Task to complete:
Repeat each record below exactly as it is written.

(Stored dataset items)
>>>
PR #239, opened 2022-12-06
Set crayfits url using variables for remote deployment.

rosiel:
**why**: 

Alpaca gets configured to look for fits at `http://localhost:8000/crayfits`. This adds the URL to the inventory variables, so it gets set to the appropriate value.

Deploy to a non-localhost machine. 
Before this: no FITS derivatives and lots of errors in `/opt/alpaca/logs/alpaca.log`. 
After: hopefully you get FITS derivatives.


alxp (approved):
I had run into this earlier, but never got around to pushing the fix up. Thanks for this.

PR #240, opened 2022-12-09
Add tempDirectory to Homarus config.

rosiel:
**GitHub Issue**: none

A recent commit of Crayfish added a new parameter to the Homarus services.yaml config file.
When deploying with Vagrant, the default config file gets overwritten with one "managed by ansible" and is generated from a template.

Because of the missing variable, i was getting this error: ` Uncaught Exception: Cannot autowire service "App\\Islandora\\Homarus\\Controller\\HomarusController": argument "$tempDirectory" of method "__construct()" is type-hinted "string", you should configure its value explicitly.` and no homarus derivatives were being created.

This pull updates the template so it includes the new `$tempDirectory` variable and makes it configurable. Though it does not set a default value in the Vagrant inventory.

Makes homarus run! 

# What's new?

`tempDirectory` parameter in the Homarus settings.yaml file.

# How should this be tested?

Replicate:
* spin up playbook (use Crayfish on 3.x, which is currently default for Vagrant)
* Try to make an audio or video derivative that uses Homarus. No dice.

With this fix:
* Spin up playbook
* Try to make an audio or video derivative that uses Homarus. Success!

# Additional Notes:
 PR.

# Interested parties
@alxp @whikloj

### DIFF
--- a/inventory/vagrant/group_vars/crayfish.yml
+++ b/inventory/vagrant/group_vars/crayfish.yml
<<<
Output below:
PR #239, opened 2022-12-06
Set crayfits url using variables for remote deployment.

rosiel:
**why**: 

Alpaca gets configured to look for fits at `http://localhost:8000/crayfits`. This adds the URL to the inventory variables, so it gets set to the appropriate value.

Deploy to a non-localhost machine. 
Before this: no FITS derivatives and lots of errors in `/opt/alpaca/logs/alpaca.log`. 
After: hopefully you get FITS derivatives.


alxp (approved):
I had run into this earlier, but never got around to pushing the fix up. Thanks for this.

PR #240, opened 2022-12-09
Add tempDirectory to Homarus config.

rosiel:
**GitHub Issue**: none

A recent commit of Crayfish added a new parameter to the Homarus services.yaml config file.
When deploying with Vagrant, the default config file gets overwritten with one "managed by ansible" and is generated from a template.

Because of the missing variable, i was getting this error: ` Uncaught Exception: Cannot autowire service "App\\Islandora\\Homarus\\Controller\\HomarusController": argument "$tempDirectory" of method "__construct()" is type-hinted "string", you should configure its value explicitly.` and no homarus derivatives were being created.

This pull updates the template so it includes the new `$tempDirectory` variable and makes it configurable. Though it does not set a default value in the Vagrant inventory.

Makes homarus run! 

# What's new?

`tempDirectory` parameter in the Homarus settings.yaml file.

# How should this be tested?

Replicate:
* spin up playbook (use Crayfish on 3.x, which is currently default for Vagrant)
* Try to make an audio or video derivative that uses Homarus. No dice.

With this fix:
* Spin up playbook
* Try to make an audio or video derivative that uses Homarus. Success!

# Additional Notes:
 PR.

# Interested parties
@alxp @whikloj

### DIFF
--- a/inventory/vagrant/group_vars/crayfish.yml
+++ b/inventory/vagrant/group_vars/crayfish.yml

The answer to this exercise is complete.